WIDESPREAD colonisation of drug-resistant bacteria, especially at high levels among newborns in neonatal intensive care units, constitutes an alarming public health crisis. A recent International Centre for Diarrhoeal Disease Research, Bangladesh study conducted with support from the US Centres for Disease Control and Prevention and the Task Force for Global Health, shows widespread colonisation of drug-resistant bacteria across both community and hospital settings. The Antibiotic Resistance in Communities and Hospitals study, initially conducted in 2019, shows that extended-spectrum cephalosporin-resistant Enterobacterales were highly prevalent, affecting 78 per cent of individuals in the community and 82 per cent of hospital patients. Patients in hosptials were particularly at risk, with 37 per cent carrying carbapenem-resistant Enterobacterales compared with 9 per cent in the wider community while colistin-resistant bacteria were detected in up to 11 per cent of community members. Disturbingly, one in five participants harboured methicillin-resistant Staphylococcus aureus. The second-phase study offers even deeper insights into critical care settings, with 81 per cent of newborns in neonatal intensive care units being colonised with carbapenem-resistant Klebsiella pneumoniae and more than half acquiring it after 48 hours in hospital. Adult ICU patients were similarly affected, facing prolonged hospital stays and increased infection risk.
The findings of the Antibiotic Resistance in Communities and Hospitals study indicate grave implications of antimicrobial resistance for both individual patients and the broader healthcare system. High colonisation rates with carbapenem-resistant and extended-spectrum cephalosporin-resistant bacteria, particularly in neonatal and adult intensive care units, indicate that hospitals have become critical reservoirs for the propagation of the pathogens. For newborns, early colonisation significantly elevates the risk of severe, potentially life-threatening infections while in adult patients, colonisation is associated with longer hospital stays, increased treatment costs and higher morbidity. Beyond hospitals, the pervasive presence of resistant bacteria in community settings threatens to undermine the effectiveness of standard antibiotics, limiting therapeutic options and potentially precipitating outbreaks that are increasingly difficult to control. ICDDR,B experts at a seminar say that addressing this challenge requires a multi-pronged approach: stringent infection prevention and control measures, rigorous hand hygiene protocols, improved hospital sanitation and tighter regulation of antibiotic sales to prevent over-the-counter misuse. Additionally, robust surveillance systems are essential to monitor resistance patterns and guide evidence-based interventions. Without coordinated policy action and public health measures, Bangladesh risks a future where routine infections could escalate into untreatable conditions, eroding decades of medical progress and threatening the efficacy of life-saving antibiotics for future generations.

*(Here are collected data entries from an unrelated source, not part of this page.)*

PR #6595, opened 2021-09-15
Add support for returning Contribution and Expense Stats related to Host

SudharakaP:
Related to https://github.com/opencollective/opencollective/issues/4658


server/graphql/v2/object/Host.js
```diff
@@ -427,6 +442,113 @@ export const Host = new GraphQLObjectType({
...
       },
+      contributionStats: {
+        type: new GraphQLNonNull(ContributionStats),
+        args: {
+          accounts: {
+            type: new GraphQLList(new GraphQLNonNull(AccountReferenceInput)),
+            description: 'A collection of accounts for which the contribution stats should be returned.',
+          },
+          from: {
+            type: GraphQLString,
```
Betree, line 453:
```suggestion
            type: GraphQLDateTime,
```

server/graphql/v2/object/Host.js
```diff
@@ -427,6 +442,113 @@ export const Host = new GraphQLObjectType({
...
         },
       },
+      contributionStats: {
+        type: new GraphQLNonNull(ContributionStats),
+        args: {
+          accounts: {
+            type: new GraphQLList(new GraphQLNonNull(AccountReferenceInput)),
+            description: 'A collection of accounts for which the contribution stats should be returned.',
+          },
+          from: {
```
Betree, line 452: :ice_cream: We don't have a clear pattern for that in GQLV2, but I would personally opt for `dateFrom`/`dateTo` as we do in `TransactionsCollectionQuery`, since `from`/`to` could just as well refer to the accounts used for the contribution. @znarf any opinion on this?

server/graphql/v2/object/Host.js
```diff
@@ -427,6 +442,113 @@ export const Host = new GraphQLObjectType({
...
+            type: GraphQLString,
+            description: "Inferior date limit in which we're calculating the contribution stats",
+          },
+          to: {
+            type: GraphQLString,
```
Betree, line 457:
```suggestion
            type: GraphQLDateTime,
```

server/graphql/v2/object/Host.js
```diff
@@ -427,6 +442,113 @@ export const Host = new GraphQLObjectType({
...
+          if (!req.remoteUser?.isAdmin(host.id)) {
+            throw new Unauthorized('You need to be logged in as an admin of the host to see the contribution stats.');
+          }
+          const where = { HostCollectiveId: host.id, kind: 'CONTRIBUTION' };
+          const dateRange = dateRangeHelper(args.from, args.to);
+          if (dateRange) {
+            where.createdAt = dateRange;
+          }
+          if (args.accounts) {
+            const collectiveIds = args.accounts.map(account => account.legacyId);
```
Betree, line 471: What if someone makes a query like:

```gql
host(slug: "...") {
  contributionStats(accounts: [{ slug: "xxxx" }, { slug: "yyyy"}]) {
    ...
  }
}
```

server/graphql/v2/object/Host.js
```diff
@@ -427,6 +442,113 @@ export const Host = new GraphQLObjectType({
...
+            where.CollectiveId = { [Op.in]: collectiveIds };
+          }
+          const contributions = await models.Transaction.findAndCountAll({
```
Betree, line 474: :no_entry_sign: Here we're loading all transactions (without `SELECT`ing the fields) in RAM to sum them in JS. If we take OSC as a reference, without filtering by collectives (default), that's ~460,000 transactions. This will probably crash or timeout. Let's COUNT and SUM in SQL, even if that's mean having two queries.

server/graphql/v2/object/Host.js
```diff
@@ -427,6 +442,113 @@ export const Host = new GraphQLObjectType({
...
+            include: [{ model: models.Order, where: { interval: { [Op.ne]: null }, status: 'ACTIVE' } }],
+          });
+          const dailyAvgIncome =
+            contributions.rows.map(contribution => contribution.amount).reduce((result, item) => result + item, 0) /
+              contributions.count || 0;
+          return {
+            numContributions: contributions.count,
+            numOneTime,
+            numRecurring,
+            dailyAvgIncome,
```
Betree, line 492: Sounds like we could rely on GraphQL features to run the queries asynchronously:

```suggestion
            numContributions: models.Transaction.count(...),
            numOneTime: models.Transaction.count(...),
            numRecurring: models.Transaction.count(...),
            dailyAvgIncome: models.Transaction.count(...),
```

server/graphql/v2/object/ContributionStats.js
```diff
@@ -0,0 +1,12 @@
+import { GraphQLFloat, GraphQLInt, GraphQLObjectType } from 'graphql';
+
+export const ContributionStats = new GraphQLObjectType({
+  name: 'ContributionStats',
+  description: 'Contribution statistics related to the given accounts',
+  fields: () => ({
```
Betree, line 6: All these fields should be non-null

server/graphql/v2/object/ContributionStats.js
```diff
@@ -0,0 +1,12 @@
...
+    numContributions: { type: GraphQLInt, description: 'The total number of contributions' },
```
Betree, line 7: I personally find the `_Count` pattern clear than `num_` (eg. `numContributions` -> `contributionsCount`). And it's consistent with what we do on `Collections`, where we say `totalCount`.

@znarf any opinion?

server/graphql/v2/object/ContributionStats.js
```diff
@@ -0,0 +1,12 @@
...
+    numOneTime: { type: GraphQLInt, description: 'Number of one time contributions' },
+    numRecurring: { type: GraphQLInt, description: 'Number of recurring contributions' },
+    dailyAvgIncome: { type: GraphQLFloat, description: 'The daily average income' },
```
Betree, line 10:
```suggestion
    dailyAvgIncome: { type: new GraphQLNonNull(Amount), description: 'The daily average income' },
```

Betree (commented):
The general design looks pretty good to me.

I only provided feedback for `contributionStats`, but most comments also apply to `expenseStats`.

server/graphql/v2/object/Host.js
znarf: Yeah definitely `dateFrom` and `dateTo` like the transactions query. Never invent new names if they exist elsewhere.

After years in API design, my personal favorite is actually `since`/`before` but yeah, `dateFrom` and `dateTo` here.

server/graphql/v2/object/ContributionStats.js
znarf: Absolutely.

server/graphql/v2/object/ExpenseStats.js
```diff
@@ -0,0 +1,13 @@
+import { GraphQLFloat, GraphQLInt, GraphQLObjectType } from 'graphql';
+
+export const ExpenseStats = new GraphQLObjectType({
+  name: 'ExpenseStats',
+  description: 'Expense statistics related to the given accounts',
+  fields: () => ({
+    numExpenses: { type: GraphQLInt, description: 'The total number of expenses' },
+    dailyAverage: { type: GraphQLFloat, description: 'The daily average paid in expenses' },
```
znarf, line 8: Amount

znarf:
```suggestion
    dailyAverageAmount: { type: Amount, description: 'The daily average paid in expenses' },
```

server/graphql/v2/object/ContributionStats.js
znarf:
```suggestion
    dailyAverageIncome: { type: new GraphQLNonNull(Amount), description: 'The daily average income' },
```

Never abbreviations like 'avg' please, full words.

server/graphql/v2/object/Host.js
```diff
@@ -427,6 +442,113 @@ export const Host = new GraphQLObjectType({
...
+            type: new GraphQLList(new GraphQLNonNull(AccountReferenceInput)),
+            description: 'A collection of accounts for which the contribution stats should be returned.',
+          },
+          from: {
+            type: GraphQLString,
+            description: "Inferior date limit in which we're calculating the contribution stats",
+          },
+          to: {
+            type: GraphQLString,
+            description: "Superior date limit in which we're calculating the contribution stats",
```
znarf, line 458:
```suggestion
            description: "Calculate contribution stats until this date.",
```

server/graphql/v2/object/Host.js
znarf: Reference inputs are meant to be processed with reference helpers.

server/graphql/v2/object/Host.js
znarf: @Betree Should they be in separate resolvers?

Betree: That's an option, I don't have any strong opinion at this point since grouping everything in the same resolvers could also allow for some nice optimizations. For example, stuff like:

```es6
const stats = models.Transaction.({ ..., groupBy: 'order.interval' });
return {
  ...,
  numOneTime: stats.find(s => !s.interval).count,
  numRecurring: stats.find(s => s.interval).count,
}
```

server/graphql/v2/object/Host.js
```diff
@@ -23,12 +24,26 @@ import { CollectionArgs } from '../interface/Collection';
...
 import { Amount } from './Amount';
+import { ContributionStats } from './ContributionStats';
+import { ExpenseStats } from './ExpenseStats';
 import { HostMetrics } from './HostMetrics';
 import { HostMetricsTimeSeries } from './HostMetricsTimeSeries';
 import { HostPlan } from './HostPlan';
 import { PaymentMethod } from './PaymentMethod';
 import PayoutMethod from './PayoutMethod';
 
+const dateRangeHelper = (startDate, endDate) => {
```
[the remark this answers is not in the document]
SudharakaP: I've renamed this to `getFilterDateRange`; what do you think about that name? 🤔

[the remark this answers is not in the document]
Betree: Definitely more accurate :100:

server/graphql/v2/object/Host.js
SudharakaP: For this one, I've changed the queries to run asynchronously except the queries related to calculating the averages; since both the count and sum needs to be calculated before-handed. Do you think that's acceptable, or are there any further optimizations to be done? 🤔

server/graphql/v2/object/Host.js
```diff
@@ -437,6 +452,124 @@ export const Host = new GraphQLObjectType({
...
+            where.createdAt = dateRange;
+          }
+          if (args.account) {
+            const collectiveIds = args.account.map(async account => {
+              const accountObj = await fetchAccountWithReference(account, { throwIfMissing: true });
+              return accountObj.id;
+            });
+            await Promise.all(collectiveIds).then(collectiveIds => {
+              where.CollectiveId = { [Op.in]: collectiveIds };
+            });
```
Betree, line 487: This seems like a need you could see in other places, worth adding a helper (eg. `fetchAccountsWithReferences`) in my opinion. This part is a personal preference.

However, the part I'm blocking on is the fetching of collectives one by one, it's necessarily expensive: try it with 10 accounts, you'll trigger 10 SQL queries.

```es6
export const fetchAccountsWithReferences = async (inputs, ...) => {
  const conditions = inputs.map(getSQLConditionFromAccountReferenceInput);
  const accounts = await models.Collective.findAll({ where: { [Op.or]: conditions } });
  if (account.length !== inputs.length && throwIfMissing) {
    ...
  }

  return accounts;
}
```

```suggestion
            const accounts = await fetchAccountsWithReferences(args.account, { ... });
            where.CollectiveId = accounts.map(a => a.id);
```

server/graphql/v2/object/Host.js
```diff
@@ -437,6 +452,124 @@ export const Host = new GraphQLObjectType({
...
+          }
+          const contributionsCount = await models.Transaction.count({
+            where,
+          });
+          const contributionsAmountSum = await models.Transaction.sum('amount', where);
```
Betree, line 492: We're counting both `DEBIT` and `CREDIT` in there, which probably results in incorrect numbers. Same for `contributionsCount`, and probably the other stats too.

server/graphql/v2/object/Host.js
```diff
@@ -437,6 +452,124 @@ export const Host = new GraphQLObjectType({
...
+          const dailyAverageIncomeAmount = contributionsCount !== 0 ? contributionsAmountSum / contributionsCount : 0;
```
Betree, line 493: Are you sure about this number? To me `contributionsAmountSum / contributionsCount` gives you the average amount **per contribution**, not the average amount **per day** (daily).

I would expect something called `dailyAverageIncomeAmount` to be equal to something like `contributionsAmountSum / numberOfDaysCoveredByPeriod`.

server/graphql/v2/object/Host.js
```diff
@@ -437,6 +452,124 @@ export const Host = new GraphQLObjectType({
...
+          return {
+            contributionsCount,
+            oneTimeContributionsCount: models.Transaction.count({
+              where,
+              include: [{ model: models.Order, where: { interval: null } }],
+            }),
+            recurringContributionsCount: models.Transaction.count({
+              where,
+              include: [{ model: models.Order, where: { interval: { [Op.ne]: null }, status: 'ACTIVE' } }],
```
Betree, line 502: Having `status = 'ACTIVE'` means that we'll only return stats for active contributions. So if a recurring contribution gets canceled and you start looking at past data, it won't be surfaced. I think the status of the order doesn't matter here.

server/graphql/v2/object/Host.js
```diff
@@ -437,6 +452,124 @@ export const Host = new GraphQLObjectType({
...
+            }),
+            dailyAverageIncomeAmount: {
+              valueInCents: dailyAverageIncomeAmount,
+              value: dailyAverageIncomeAmount / 100,
+              currency: host.currency,
```
Betree, line 507: From `server/graphql/v2/object/Amount.js`, this object only expects a `value` (in cents) and a `currency`. The properties themselves are generated by loaders. Here, all the amounts returned are divided by 100.

```suggestion
              value: dailyAverageIncomeAmount,
              currency: host.currency,
```

Betree (commented):
It's far better, great progress. We need to iterate on it before shipping, the feedback I've left below also applies to `expenseStats`.

server/graphql/v2/object/Host.js
znarf: What do we want to achieve there? Counting total contributions amount is a bit unclear to me?

When we're doing such things in other places, the query is usually **way** more complicated.

server/graphql/v2/object/Host.js
SudharakaP: Thanks for pointing it out. I've corrected this. 👍🏽

server/graphql/v2/object/Host.js
SudharakaP: Ah, thanks. I've removed the active status. 👍🏽

server/graphql/v2/object/Host.js
SudharakaP: Thanks for pointing this out. I've corrected the averages by calculating the number of days for the given periods. So if the `dateFrom` is `null` I've made sure to count the stats from `2015` as we don't have any data before 2015 if I am not mistaken. 🤔

server/graphql/v2/object/Host.js
SudharakaP: Ah, thanks for the example. Should have caught this yesterday. Now I've refactored the code and added a new function as you suggested which just gives the collection of collectives in one SQL. Let me know if there's any other suggestions on this. 😉

server/graphql/v2/object/Host.js
SudharakaP: @Betree : For this one, I've made the contributions query consider only `CREDITS` and the expense queries only consider `DEBITS`. Does that make sense? What I was thinking is that for contributions we are interested in the amounts that came into the collective whereas for expenses it's the other way around. 🤔 

@znarf : The idea here is to show the total contributions and expenses for all the collectives hosted by a given host. My understanding is that we need the total money in and the total money out (correct me if I am wrong @Betree). 🤔 

image

server/graphql/v2/input/AccountReferenceInput.js
```diff
@@ -93,3 +94,36 @@ export const fetchAccountWithReference = async (
...
+    const conditions = [];
+    inputs.forEach(input => {
+      if (input.id && typeof input.id === 'string') {
+        const id = idDecode(input.id, 'account');
+        conditions.push({ id });
+      } else if (input.legacyId || typeof input.id === 'number') {
+        conditions.push({ id: input.legacyId || input.id });
+      } else if (input.slug) {
+        conditions.push({ slug: input.slug.toLowerCase() });
+      }
```
Betree, line 116:
```suggestion
      } else {
        throw new Error('Please provide an id or a slug');
      }
```

server/graphql/v2/input/AccountReferenceInput.js
```diff
@@ -93,3 +94,36 @@ export const fetchAccountWithReference = async (
...
+ */
+export const fetchAccountsWithReferences = async (inputs, { throwIfMissing = false }) => {
+  const getSQLConditionFromAccountReferenceInput = inputs => {
+    const conditions = [];
+    inputs.forEach(input => {
+      if (input.id && typeof input.id === 'string') {
+        const id = idDecode(input.id, 'account');
+        conditions.push({ id });
+      } else if (input.legacyId || typeof input.id === 'number') {
+        conditions.push({ id: input.legacyId || input.id });
```
Betree, line 113: I don't see how we could end up with different types here. The expected input type is an `AccoutReferenceInput`, if we're passing something else then we're misusing the function.

```suggestion
      if (input.id) {
        conditions.push({ id: idDecode(input.id, 'account') });
      } else if (input.legacyId) {
        conditions.push({ id: input.legacyId });
```

server/graphql/v2/input/AccountReferenceInput.js
```diff
@@ -93,3 +94,36 @@ export const fetchAccountWithReference = async (
...
+        conditions.push({ slug: input.slug.toLowerCase() });
+      }
+    });
+
+    return conditions;
+  };
+
+  const conditions = getSQLConditionFromAccountReferenceInput(inputs);
+  const accounts = await models.Collective.findAll({ where: { [Op.or]: conditions } });
+  if (accounts.length !== inputs.length && throwIfMissing) {
```
Betree, line 124: :ice_cream: Edge case so feel free to ignore it (but maybe add a comment)?

If you pass `account: [{ slug: "opensource" }, { legacyId: 11004 }]` this will throw (since both input are referring to the same account). We may want our check to look like:

```es6
const accountLoadedForInput = input => accounts.some(account => accountMatchesInput(account, input));
if (throwIfMissing && !inputs.every(accountLoadedForInput)) {
```

But the current code is an ok solution for a first version in my opinion.

server/graphql/v2/object/Host.js
```diff
@@ -15,20 +19,53 @@ import { HostApplicationCollection } from '../collection/HostApplicationCollecti
...
+  } else if (startDate) {
+    dateRange = { [Op.gte]: startDate };
+  } else if (endDate) {
+    dateRange = { [Op.lt]: endDate };
+  }
+  return dateRange;
+};
+
+const getNumberOfDays = (startDate, endDate) => {
+  const startTimeOfStatistics = new Date(2015, 0, 1);
```
Betree, line 55: This looks arbitrary. Maybe a better default value could be:

```suggestion
  const startTimeOfStatistics = host.createdAt;
```

server/graphql/v2/object/Host.js
```diff
@@ -15,20 +19,53 @@ import { HostApplicationCollection } from '../collection/HostApplicationCollecti
...
+  if (startDate && endDate) {
+    numberOfDays = days(startDate, endDate);
+  } else if (startDate) {
+    numberOfDays = days(startDate);
+  } else if (endDate) {
+    numberOfDays = days(startTimeOfStatistics, endDate);
+  } else {
+    numberOfDays = days(startTimeOfStatistics);
+  }
+  return numberOfDays;
```
Betree, line 66: :ice_cream: Looks like this can be simplified:

```suggestion
  const since = startDate || host.createdAt;
  return days(since, endDate);
```

server/graphql/v2/input/AccountReferenceInput.js
SudharakaP: Thanks for pointing it out. I've done this as well. Let me know how it looks. 😄

SudharakaP:
@Betree : I've incorporated all the reviews above. Hope it looks better now Thanks for the reviews. 👍🏽

server/graphql/v2/object/Host.js
```diff
@@ -437,6 +464,120 @@ export const Host = new GraphQLObjectType({
...
+          const dailyAverageIncomeAmount = contributionsAmountSum ? contributionsAmountSum / numberOfDays : 0;
+          return {
+            contributionsCount,
+            oneTimeContributionsCount: models.Transaction.count({
+              where,
+              include: [{ model: models.Order, where: { interval: null } }],
+            }),
+            recurringContributionsCount: models.Transaction.count({
+              where,
+              include: [{ model: models.Order, where: { interval: { [Op.ne]: null } } }],
```
Betree, line 515: I think this one will return erroneous values: if you have one monthly recurring contribution with 8 transactions, it will return `recurringContributionsCount=8`. We should group by `OrderId`. Same with `oneTimeContributionsCount`, though we're not supposed to have multiple transactions for the same order for this one, but just in case...

server/graphql/v2/object/Host.js
```diff
@@ -437,6 +464,120 @@ export const Host = new GraphQLObjectType({
...
+          },
+        },
+        async resolve(host, args, req) {
+          if (!req.remoteUser?.isAdmin(host.id)) {
+            throw new Unauthorized('You need to be logged in as an admin of the host to see the contribution stats.');
+          }
+          const where = {
+            HostCollectiveId: host.id,
+            kind: TransactionKind.CONTRIBUTION,
+            type: TransactionTypes.CREDIT,
```
Betree, line 490: There may be a better way to handle these, but for now I would just ignore them:

```suggestion
            type: TransactionTypes.CREDIT,
            isRefund: false,
            RefundTransactionId: null
```

server/graphql/v2/object/Host.js
```diff
@@ -437,6 +464,120 @@ export const Host = new GraphQLObjectType({
...
+          if (dateRange) {
+            where.createdAt = dateRange;
+          }
+          if (args.account) {
+            const collectives = await fetchAccountsWithReferences(args.account, { throwIfMissing: true });
+            const collectiveIds = collectives.map(collective => collective.id);
+            where.CollectiveId = { [Op.in]: collectiveIds };
+          }
+          const expensesCount = await models.Transaction.count({
+            where,
```
Betree, line 556: Should group by `ExpenseId` because some expenses can have multiple transactions (they get marked as paid, then marked as unpaid, then re-marked as paid). Also for `invoicesCount` and the other below.

server/graphql/v2/object/Host.js
SudharakaP: Thanks for the catch. I've corrected it for both `recurringContributionsCount` and `oneTimeContributionsCount`. 👍🏽

server/graphql/v2/object/Host.js
SudharakaP: Thanks. I've corrected this. 👍🏽

SudharakaP:
@Betree : I've added the `GroupId` for both the expenses and the contributions counts. Now I think it's better. Let me know if you see anything else. 😃

server/graphql/v2/object/Host.js
```diff
@@ -437,6 +464,148 @@ export const Host = new GraphQLObjectType({
...
+          const contributionsCount = await models.Transaction.count({
+            where,
+          });
+
+          const oneTimeContributionCountByOrderId = await models.Transaction.count({
+            where,
+            include: [{ model: models.Order, where: { interval: null } }],
+            group: ['OrderId'],
+          });
+          const oneTimeContributionsCount = oneTimeContributionCountByOrderId.length;
```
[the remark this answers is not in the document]
SudharakaP: It's not returning a number when we group it by `OrderId`. What it returns is an array with one time contribution counts by order id (hence the name `oneTimeContributionCountByOrderId`). Something like,

`[{orderId: 10882, count: 2}, {orderId: 10883, count: 5}, ...]`

server/graphql/v2/object/Host.js
```diff
@@ -437,6 +464,148 @@ export const Host = new GraphQLObjectType({
...
+            where,
+            include: [{ model: models.Order, where: { interval: { [Op.ne]: null } } }],
+            group: ['OrderId'],
+          });
+          const recurringContributionsCount = recurringContributionCountByOrderId.length;
+
+          const contributionsAmountSum = await models.Transaction.sum('amount', { where });
+          const dailyAverageIncomeAmount = contributionsAmountSum ? contributionsAmountSum / numberOfDays : 0;
+          return {
+            contributionsCount,
```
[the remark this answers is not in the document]
SudharakaP: Thanks. That makes sense, I've refactored all of them to use functions. 😉

server/graphql/v2/object/Host.js
```diff
@@ -437,6 +464,148 @@ export const Host = new GraphQLObjectType({
...
+            where.createdAt = dateRange;
+          }
+          if (args.account) {
+            const collectives = await fetchAccountsWithReferences(args.account, { throwIfMissing: true });
+            const collectiveIds = collectives.map(collective => collective.id);
+            where.CollectiveId = { [Op.in]: collectiveIds };
+          }
+          const group = ['ExpenseId'];
+
+          const expenseCountByExpenseId = await models.Transaction.count({
```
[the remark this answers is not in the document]
SudharakaP: I've refactored each of these to return using the function notation as per the previous review, so we don't need these variable names anyways. 👍🏽

server/graphql/v2/object/Host.js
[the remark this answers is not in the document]
Betree: Then it sounds like this query is far from being optimal. For large collectives, it's going to return an array with 5000+ objects while we're only interested in one integer value.

In raw SQL, we could write something like:
```sql
SELECT COUNT (DISTINCT "OrderId") FROM "Transactions" t 
```

It would be great if we could something like that with Sequelize. Otherwise we can still fallback on raw SQL.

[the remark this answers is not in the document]
SudharakaP: @Betree : I should have caught this in the beginning. We could use the `distinct` parameter; https://sequelize.org/master/class/lib/model.js~Model.html#static-method-count. I've changed that and now it should look better. 😉

server/graphql/v2/object/Host.js
```diff
@@ -437,6 +464,135 @@ export const Host = new GraphQLObjectType({
...
+          const dateRange = getFilterDateRange(args.dateFrom, args.dateTo);
+          if (dateRange) {
+            where.createdAt = dateRange;
+          }
+          if (args.account) {
+            const collectives = await fetchAccountsWithReferences(args.account, { throwIfMissing: true });
+            const collectiveIds = collectives.map(collective => collective.id);
+            where.CollectiveId = { [Op.in]: collectiveIds };
+          }
+          const distinct = { distinct: true, col: 'OrderId' };
```
Betree, line 504: Is this option documented? I can't find it on https://sequelize.org/master/. I'm also a bit confused by the usage, in some places you pass it as `options.distinct = true` while others are `option.distinct.distinct = true`

server/graphql/v2/object/Host.js
```diff
@@ -437,6 +464,135 @@ export const Host = new GraphQLObjectType({
...
+            isRefund: false,
+            RefundTransactionId: null,
+          };
+          const numberOfDays = getNumberOfDays(args.dateFrom, args.dateTo, host);
+          const dateRange = getFilterDateRange(args.dateFrom, args.dateTo);
+          if (dateRange) {
+            where.createdAt = dateRange;
+          }
+          if (args.account) {
+            const collectives = await fetchAccountsWithReferences(args.account, { throwIfMissing: true });
```
Betree, line 500: Small optimization if you rebase on `main`

```suggestion
            const collectives = await fetchAccountsWithReferences(args.account, { throwIfMissing: true, attributes: ['id'] });
```

server/graphql/v2/object/Host.js
```diff
@@ -437,6 +464,135 @@ export const Host = new GraphQLObjectType({
...
+                include: [{ model: models.Order, where: { interval: null } }],
+                ...distinct,
+              }),
+            recurringContributionsCount: () =>
+              models.Transaction.count({
+                where,
+                include: [{ model: models.Order, where: { interval: { [Op.ne]: null } } }],
+                ...distinct,
+              }),
+            dailyAverageIncomeAmount: {
```
Betree, line 525: Looks like we could put this one in a function too and do the `contributionsAmountSum`/dailyAverage there

server/graphql/v2/object/Host.js
```diff
@@ -437,6 +464,135 @@ export const Host = new GraphQLObjectType({
...
+          return {
+            expensesCount: () =>
+              models.Transaction.count({
+                where,
+                ...distinct,
+              }),
+            invoicesCount: models.Transaction.count({
+              where,
+              include: [{ model: models.Expense, where: { type: expenseType.INVOICE } }],
+              distinct,
```
Betree, line 576: Here and in other places I think we're missing the `...`, we're currently passing options as `options.distinct.distinct = true`.

Betree (commented):
We should not do it now, but thinking about it these stats should not be limited to hosts. Ideally, I'd want to be able to fetch these stats for all account types. Examples:

```gql
account(slug: "opensource") {
  contributionsStats(includeHostedAccounts: true) {
    contributionsCount
  }
}
```

```gql
account(slug: "babel") {
  contributionsStats {
    contributionsCount
  }
}
```

Let's keep that in mind for a V2.

server/graphql/v2/object/Host.js
SudharakaP: Done. 👍🏽

server/graphql/v2/object/Host.js
SudharakaP: My mistake; thanks for pointing it out. 👍🏽

SudharakaP:
> We should not do it now, but thinking about it these stats should not be limited to hosts. Ideally, I'd want to be able to fetch these stats for all account types. Examples:
> 
> ```graphql
> account(slug: "opensource") {
>   contributionsStats(includeHostedAccounts: true) {
>     contributionsCount
>   }
> }
> ```
> 
> ```graphql
> account(slug: "babel") {
>   contributionsStats {
>     contributionsCount
>   }
> }
> ```
> 
> Let's keep that in mind for a V2.

Just so we don't miss this, I've created a separate issue for this; https://github.com/opencollective/opencollective/issues/4781

server/graphql/v2/object/Host.js
```diff
@@ -437,6 +464,142 @@ export const Host = new GraphQLObjectType({
...
+            throw new Unauthorized('You need to be logged in as an admin of the host to see the contribution stats.');
+          }
+          const where = {
+            HostCollectiveId: host.id,
+            kind: TransactionKind.CONTRIBUTION,
+            type: TransactionTypes.CREDIT,
+            isRefund: false,
+            RefundTransactionId: null,
+          };
+          const numberOfDays = getNumberOfDays(args.dateFrom, args.dateTo, host);
```
Betree, line 494: If dateFrom & dateTo are the same day (which happens if you pick today), this will equal 0.

`contributionsAmountSum / 0` = 

```suggestion
          const numberOfDays = getNumberOfDays(args.dateFrom, args.dateTo, host) || 1;
```

Betree (commented):
The current version of the code looks great to me, good job leading this forward @SudharakaP. Let's just be safe on the division by 0 issue mentioned below and we'll be good to go!

server/graphql/v2/object/Host.js
SudharakaP: Thanks for pointing it out. I've handled this both here as well as in the expense stats. 👍🏽

SudharakaP:
> The current version of the code looks great to me, good job leading this forward @SudharakaP. Let's just be safe on the division by 0 issue mentioned below and we'll be good to go!

Thanks. 👍🏽 I've handed the division by 0 issue as well. Let me know if you see anything else on this one. 👍🏽

znarf:
@SudharakaP This was not deployed.

SudharakaP:
> @SudharakaP This was not deployed.

Sorry, I seem to have missed this although I thought I did this on Friday. Anyways this has happened a couple of occasions so I've added a reminder for myself to check on this everyday from now on just so to prevent this from happening again. 🤔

Urgent and coordinated action is imperative to safeguard the effectiveness of antibiotics and protect vulnerable populations. Strengthening infection control in hospitals, enforcing rational antibiotic use and enhancing nationwide surveillance are crucial steps. Public awareness campaigns, combined with policy measures regulating antibiotic distribution, can mitigate the spread of resistant pathogens.